I would like to be able to package this and distribute it so that another developer can do pip install -e /path/to/git/clone/of/myprog and can then import myprog in his own programs and do cool stuff with it.

I would also like to be able to run myprog at the command line as follows:

PROMPT> python myprog

When I do this, I expect python to execute the __main__.py module, which it does.
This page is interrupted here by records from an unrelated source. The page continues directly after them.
PR #4569, opened 2026-09-03
feat(kafka): add maxPollInterval config option

### LINKED ISSUE #2957: Kafka allow configuring max_poll_interval_ms
Dapr should allow setting max_poll_interval_ms for kafka. It will be helpful for long time processing messages.

magic-peach:
# Description

Dapr's Kafka pubsub and binding components already expose heartbeatInterval and sessionTimeout, but there was no way to configure how long the consumer group coordinator waits for a member to rejoin before triggering a rebalance. This matters for consumers with long running message processing, since a slow handler can cause the consumer to be kicked out of the group and reprocessing to start elsewhere.

This PR adds a maxPollInterval metadata option to the Kafka pubsub and binding components, mapped to Sarama's Consumer.Group.Rebalance.Timeout, which is the closest equivalent Sarama exposes to Kafka's max.poll.interval.ms in the Java client. It defaults to 60s, the same as Sarama's own built in default, so existing deployments are unaffected unless they opt in.

## Issue reference

Please reference the issue this PR will close: #2957

## Checklist

* [x] Code compiles correctly
* [x] Created/updated tests
    * [ ] Created the dapr/docs PR: not yet opened, the metadata.yaml files in this PR are the source for the generated component reference docs

### DIFF
--- a/bindings/kafka/metadata.yaml
+++ b/bindings/kafka/metadata.yaml
@@ -366,6 +366,13 @@ metadata:
       The maximum time between heartbeats before the consumer is considered inactive and will timeout.
     example: '"20s"'
     default: '"10s"'
+  - name: maxPollInterval
+    type: duration
+    description: |
+      The maximum time the consumer group coordinator will wait for a member to rejoin the group, allowing
+      for longer message processing times before the consumer is considered dead and a rebalance is triggered.
+    example: '"5m"'
+    default: '"60s"'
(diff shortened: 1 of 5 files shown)


cicoyle (commented):
Hi, this mostly lgtm, but can you link to the docs PR for it? That is a pre-req to getting merged. Thank you 🙏🏻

However, this module makes references to some functions that are declared in __init__.py and which need to be available both when the program is run at the command line and when it is imported by another program. However, I'm getting the following error:

NameError: name 'function_you_referenced_from_init_file' is not defined

Do I have to import these functions into __main__.py somehow?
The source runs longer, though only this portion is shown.